Data showing little respite for Chinese manufacturers in the world's second-largest economy, also dampened sentiment.
The South Korean won led the slide among regional units as traders scrambled to reduce bullish bets on the unit.
The Indian rupee fell to its lowest in nearly a week as a key ally of the country's ruling coalition withdrew its support, raising worries the government may roll back key reforms such as the increase in diesel prices.
The Malaysian ringgit and the Thai baht also shed on dollar-short covering.
The depreciation came amid growing tensions between China and Japan over a disputed island chain and as other risky assets such as Asian shares extended losses after lackluster Chinese manufacturing data.
A private sector survey on manufacturing activity in the country showed a contraction for the 11th month in a row in September, signaling the economy remains on track for a seventh quarter of slowing growth.
French business activity took a sharp turn for the worse in September, shrinking at its fastest rate since April 2009, a separate poll showed.
Maybank FX research head Saktiandi Supaat in Singapore said a sluggish global economy is likely to prevent investors from continuing to absorb Asian assets.
"The question is whether real money funds are willing to pour in more into this region," said Supaat, adding assets in emerging Asia appeared "pricey" and yields were not high enough to attract more money.
Most emerging Asian currencies have rallied so far this month as the Federal Reserve launched a third round of quantitative easing and European policymakers took steps to ease the continent's debt crisis.
Still, Supaat said regional units were expected to find support as long as investors maintain hopes for more stimulus measures from China.
Some investors scaled back expectations for Beijing's actions with a slight improvement in the HSBC Flash China manufacturing purchasing managers' index (PMI).
But Supaat said there was still a chance China would ease policy, as the pace of the economic slowdown though stabilising, was not very significant.
WON
The won eased as caution grew over possible intervention by the foreign exchange authorities to stem its strength, prompting traders to cover short dollar positions.
The South Korean currency weakened past 1,122.8 per dollar, the 38.2 percent Fibonacci retracement of its appreciation between late August and early September. It may head to the 50 percent retracement of 1,125.7.
Still, investors hesitated to sell the South Korean currency, given foreign investors' continuous purchases of Seoul shares.
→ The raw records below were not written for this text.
PR #198, opened 2016-06-13
Introduce a territory class

buehner:
This PR introduces a new model class `Territory` that contains a geometry property of type `MultiPolygon` (JTS). This new class may be very helpful in project solutions, for example if you want to store information about spatial restrictions for a certain user or user group.

Currently, the geometry property will be saved as binary data in the database (Java serialized representation), which is not a very smart, but working solution. For the future, we could think about using Hibernate Spatial to persist the geometry, but this would require that the underlying SHOGun2 database is always a spatial database.

As we are using the Java Topology Suite, this PR also introduces a new dependency on `jackson-datatype-jts`, which provides a `JtsModule` that is now registered in the `Shogun2JsonObjectMapper`. By doing this, JTS-geometries will always be serialized as GeoJSON (and vice versa).

### DIFF
--- a/src/pom.xml
+++ b/src/pom.xml
@@ -184,6 +184,12 @@
         <!-- Powermock -->
         <powermock.version>1.6.4</powermock.version>
 
+        <!-- Java Topology Suite -->
+        <jts.version>1.14.0</jts.version>
+
+        <!-- JTS Jackson Datatype -->
+        <jackson-datatype-jts.version>2.3</jackson-datatype-jts.version>
+
         <downloadSources>true</downloadSources>
         <downloadJavadocs>true</downloadJavadocs>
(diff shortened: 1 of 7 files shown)


marcjansen:
So currently it would be impossible to actually visualize the territories, right? Or can we e.g. point a GeoServer towards the generated table and have it visualize the territories?

Can we please at least add a TODO and probably also an associated github issue? Also a detailed example (in the archetype?) would be cool. If we cannot have this, an issue and/or TODO is much appreciated.

Otherwise this looks good to me, please merge.

buehner:
I opened a corresponding issue and will merge this PR now: https://github.com/terrestris/shogun2/issues/199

Dollar demand from domestic importers also slowed down, dealers said.
"It is difficult to buy the won when it is stronger than 1,115 per dollar. But it is also difficult to expect the won to weaken further, given incoming liquidity," said a South Korean bank dealer in Seoul.
RINGGIT
The ringgit turned softer, weakening past 3.0720 to the greenback, the 38.2 percent retracement of its strengthening between August and September.
The Malaysian currency started the day firmer on some fund inflows.
Technically, the local unit is seen heading to the 50.0 percent retracement line of 3.0835.
PHILIPPINE PESO
The Philippine peso edged lower as traders booked profits as they were wary of potential intervention by the central bank, dealers said.
A European bank dealer in Manila said the peso was expected to weaken further, adding investors still appeared to hold short dollar positions to cover.
"The market is looking for negative news to justify profit-taking as most of the good news has been factored in," the dealer said.
"Dollar/peso has to try to the upside first and shake out short positions before trying to test lower levels."
BAHT
The baht slid as local and foreign banks sold the Thai currency with offers around 30.82 per dollar and 30.83.
But traders expected domestic exporters to buy the local currency once the selling from interbank players was completed.